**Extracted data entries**
PR #3149, opened 2026-07-29
fix(cli): add --rw flag to groups config add-mount

winjer:
## Type of Change

## Description

**What:** `ncl groups config add-mount` can only ever write `readonly: true` (via `--ro`) or omit the field entirely — there was no way to write `readonly: false`. Adds a `--rw` flag (rejecting `--ro`+`--rw` together).

**Why:** `mount-security`'s validator (`src/modules/mount-security/index.ts`) only grants a read-write mount when `mount.readonly === false` explicitly — an omitted field is always forced read-only, even when the allowlist root permits RW. Since `add-mount` could never produce `readonly: false`, every additional mount added through this verb has been silently forced to read-only regardless of intent or allowlist permissions.

This is a real regression, not theoretical: the `add-gmail-tool` and `add-gcal-tool` skill docs already document `.gmail-mcp`/`.calendar-mcp` mounts as needing RW ("No `--ro` — the MCP server writes refreshed token state back into the mount"), because they used to write `readonly:false` via raw SQL. When those skills were migrated onto `add-mount` (`d3380638`), that RW guarantee silently broke — the CLI had no way to ask for it. I hit this directly trying to mount a personal directory read-write; it came back read-only with no error.

**How it works:** Adds `--rw` (sets `readonly: false` explicitly) alongside the existing `--ro`, with a mutual-exclusion check. Updates `add-gmail-tool`/`add-gcal-tool` SKILL.md examples to pass `--rw` explicitly instead of relying on an implicit default that the validator never actually honored.

**How it was tested:** Added CLI-layer tests: `--rw` sets `readonly:false`, neither flag omits the field (existing default-RO behavior unaffected), and `--ro`+`--rw` together is rejected. Full host suite passes (`pnpm test`, 1167 tests). Verified end-to-end against a live install: added a mount with `--rw`, confirmed `readonly:false` persisted in `container_configs`, restarted the container, and confirmed via `docker inspect` that the resulting bind mount has `"RW": true`.

**Usage:** `ncl groups config add-mount --id <group-id> --host <path> --container <relative-path> --rw`

Co-Authored-By: Claude Sonnet 5 <noreply@anthropic.com>

### DIFF
--- a/.claude/skills/add-gcal-tool/SKILL.md
+++ b/.claude/skills/add-gcal-tool/SKILL.md
@@ -168,10 +168,11 @@ This is a **host-only / operator** verb — it's rejected from inside a containe
 ncl groups config add-mount \
   --id <group-id> \
   --host "$HOME/.calendar-mcp" \
-  --container .calendar-mcp
+  --container .calendar-mcp \
+  --rw
 ```
 
-`--container` is relative (mount-security rejects absolute paths — additional mounts land at `/workspace/extra/<relative>`). No `--ro`: the MCP server may rewrite `credentials.json` on token refresh, so the mount must be read-write.
+`--container` is relative (mount-security rejects absolute paths — additional mounts land at `/workspace/extra/<relative>`). `--rw` is required: the MCP server may rewrite `credentials.json` on token refresh, so the mount must be read-write, and mounts default to read-only unless a mount explicitly asks for `--rw` (and the mount-allowlist root permits it).
 
 The mount also needs to be in the external mount allowlist (`~/.config/nanoclaw/mount-allowlist.json`) to take effect at spawn — see the Phase 1 "Verify mount allowlist covers the path" step. A container restart (`ncl groups restart`) is needed for the mount to apply.
 
--- a/.claude/skills/add-gmail-tool/SKILL.md
+++ b/.claude/skills/add-gmail-tool/SKILL.md
@@ -187,10 +187,11 @@ Register the mount with the host-only `ncl groups config add-mount` verb. For ea
 ncl groups config add-mount \
   --id <group-id> \
   --host "$HOME/.gmail-mcp" \
-  --container .gmail-mcp
+  --container .gmail-mcp \
+  --rw
 ```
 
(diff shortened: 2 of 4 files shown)


pentar69:
Independent confirmation of this bug. Hit it on a fresh Ubuntu 24.04 install (2026-08-06) while wiring read-write project mounts: `add-mount` without `--ro` omitted the `readonly` key, and since `validateMount` only grants RW on `readonly === false`, every mount added through the CLI came back read-only with no error — exactly as described here.

We fixed it in our fork by making the no-flag case store `readonly: false` explicitly. Having now read this PR, the explicit `--rw` flag with default-RO preserved is the better shape — it keeps the validator's conservative default instead of silently flipping it, and the mutual-exclusion check plus the SKILL.md updates for the Gmail/GCal mounts cover the follow-on breakage we didn't touch.

Our equivalent fix has been running in production since 2026-08-06: RW mounts verified writable in-container via `docker`-spawned agent, RO mounts still refuse writes. Happy to see this merge so we can drop our fork commit.

jhisse:
Confirmation on macOS 26.5.2, Docker 29.7.2, nanoclaw 2.2.0. Bug still present on main at 882305eb (`src/cli/resources/groups.ts:575`).

Mounted a project directory into a group so the agent could write to it, under an allowlist root with `allowReadWrite: true`, no `--ro`. The agent couldn't write, and nothing reported an error, the stored entry simply had no `readonly` key:

```
[{"hostPath":"/Users/me/projects/my-repo","containerPath":"repo"}]
/Users/me/projects/my-repo -> /workspace/extra/repo   rw=false
```

Setting `readonly: false` on that same row and letting the group respawn, nothing else changed:

```
/Users/me/projects/my-repo -> /workspace/extra/repo   rw=true
```

The verb's only test (`groups.test.ts:270`) passes `ro: true`, so the default this PR fixes has never been exercised, which is probably why it shipped unnoticed.

It currently conflicts because it edits `.claude/skills/add-gmail-tool/` and `add-gcal-tool/`, both removed from main in 743e32df. Dropping those two files leaves the fix itself untouched.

**TASK TO CARRY OUT**
Each of the records shown above needs to be repeated exactly.

**SOLUTION FOR THIS TASK**
PR #3149, opened 2026-07-29
fix(cli): add --rw flag to groups config add-mount

winjer:
## Type of Change

## Description

**What:** `ncl groups config add-mount` can only ever write `readonly: true` (via `--ro`) or omit the field entirely — there was no way to write `readonly: false`. Adds a `--rw` flag (rejecting `--ro`+`--rw` together).

**Why:** `mount-security`'s validator (`src/modules/mount-security/index.ts`) only grants a read-write mount when `mount.readonly === false` explicitly — an omitted field is always forced read-only, even when the allowlist root permits RW. Since `add-mount` could never produce `readonly: false`, every additional mount added through this verb has been silently forced to read-only regardless of intent or allowlist permissions.

This is a real regression, not theoretical: the `add-gmail-tool` and `add-gcal-tool` skill docs already document `.gmail-mcp`/`.calendar-mcp` mounts as needing RW ("No `--ro` — the MCP server writes refreshed token state back into the mount"), because they used to write `readonly:false` via raw SQL. When those skills were migrated onto `add-mount` (`d3380638`), that RW guarantee silently broke — the CLI had no way to ask for it. I hit this directly trying to mount a personal directory read-write; it came back read-only with no error.

**How it works:** Adds `--rw` (sets `readonly: false` explicitly) alongside the existing `--ro`, with a mutual-exclusion check. Updates `add-gmail-tool`/`add-gcal-tool` SKILL.md examples to pass `--rw` explicitly instead of relying on an implicit default that the validator never actually honored.

**How it was tested:** Added CLI-layer tests: `--rw` sets `readonly:false`, neither flag omits the field (existing default-RO behavior unaffected), and `--ro`+`--rw` together is rejected. Full host suite passes (`pnpm test`, 1167 tests). Verified end-to-end against a live install: added a mount with `--rw`, confirmed `readonly:false` persisted in `container_configs`, restarted the container, and confirmed via `docker inspect` that the resulting bind mount has `"RW": true`.

**Usage:** `ncl groups config add-mount --id <group-id> --host <path> --container <relative-path> --rw`

Co-Authored-By: Claude Sonnet 5 <noreply@anthropic.com>

### DIFF
--- a/.claude/skills/add-gcal-tool/SKILL.md
+++ b/.claude/skills/add-gcal-tool/SKILL.md
@@ -168,10 +168,11 @@ This is a **host-only / operator** verb — it's rejected from inside a containe
 ncl groups config add-mount \
   --id <group-id> \
   --host "$HOME/.calendar-mcp" \
-  --container .calendar-mcp
+  --container .calendar-mcp \
+  --rw
 ```
 
-`--container` is relative (mount-security rejects absolute paths — additional mounts land at `/workspace/extra/<relative>`). No `--ro`: the MCP server may rewrite `credentials.json` on token refresh, so the mount must be read-write.
+`--container` is relative (mount-security rejects absolute paths — additional mounts land at `/workspace/extra/<relative>`). `--rw` is required: the MCP server may rewrite `credentials.json` on token refresh, so the mount must be read-write, and mounts default to read-only unless a mount explicitly asks for `--rw` (and the mount-allowlist root permits it).
 
 The mount also needs to be in the external mount allowlist (`~/.config/nanoclaw/mount-allowlist.json`) to take effect at spawn — see the Phase 1 "Verify mount allowlist covers the path" step. A container restart (`ncl groups restart`) is needed for the mount to apply.
 
--- a/.claude/skills/add-gmail-tool/SKILL.md
+++ b/.claude/skills/add-gmail-tool/SKILL.md
@@ -187,10 +187,11 @@ Register the mount with the host-only `ncl groups config add-mount` verb. For ea
 ncl groups config add-mount \
   --id <group-id> \
   --host "$HOME/.gmail-mcp" \
-  --container .gmail-mcp
+  --container .gmail-mcp \
+  --rw
 ```
 
(diff shortened: 2 of 4 files shown)


pentar69:
Independent confirmation of this bug. Hit it on a fresh Ubuntu 24.04 install (2026-08-06) while wiring read-write project mounts: `add-mount` without `--ro` omitted the `readonly` key, and since `validateMount` only grants RW on `readonly === false`, every mount added through the CLI came back read-only with no error — exactly as described here.

We fixed it in our fork by making the no-flag case store `readonly: false` explicitly. Having now read this PR, the explicit `--rw` flag with default-RO preserved is the better shape — it keeps the validator's conservative default instead of silently flipping it, and the mutual-exclusion check plus the SKILL.md updates for the Gmail/GCal mounts cover the follow-on breakage we didn't touch.

Our equivalent fix has been running in production since 2026-08-06: RW mounts verified writable in-container via `docker`-spawned agent, RO mounts still refuse writes. Happy to see this merge so we can drop our fork commit.

jhisse:
Confirmation on macOS 26.5.2, Docker 29.7.2, nanoclaw 2.2.0. Bug still present on main at 882305eb (`src/cli/resources/groups.ts:575`).

Mounted a project directory into a group so the agent could write to it, under an allowlist root with `allowReadWrite: true`, no `--ro`. The agent couldn't write, and nothing reported an error, the stored entry simply had no `readonly` key:

```
[{"hostPath":"/Users/me/projects/my-repo","containerPath":"repo"}]
/Users/me/projects/my-repo -> /workspace/extra/repo   rw=false
```

Setting `readonly: false` on that same row and letting the group respawn, nothing else changed:

```
/Users/me/projects/my-repo -> /workspace/extra/repo   rw=true
```

The verb's only test (`groups.test.ts:270`) passes `ro: true`, so the default this PR fixes has never been exercised, which is probably why it shipped unnoticed.

It currently conflicts because it edits `.claude/skills/add-gmail-tool/` and `add-gcal-tool/`, both removed from main in 743e32df. Dropping those two files leaves the fix itself untouched.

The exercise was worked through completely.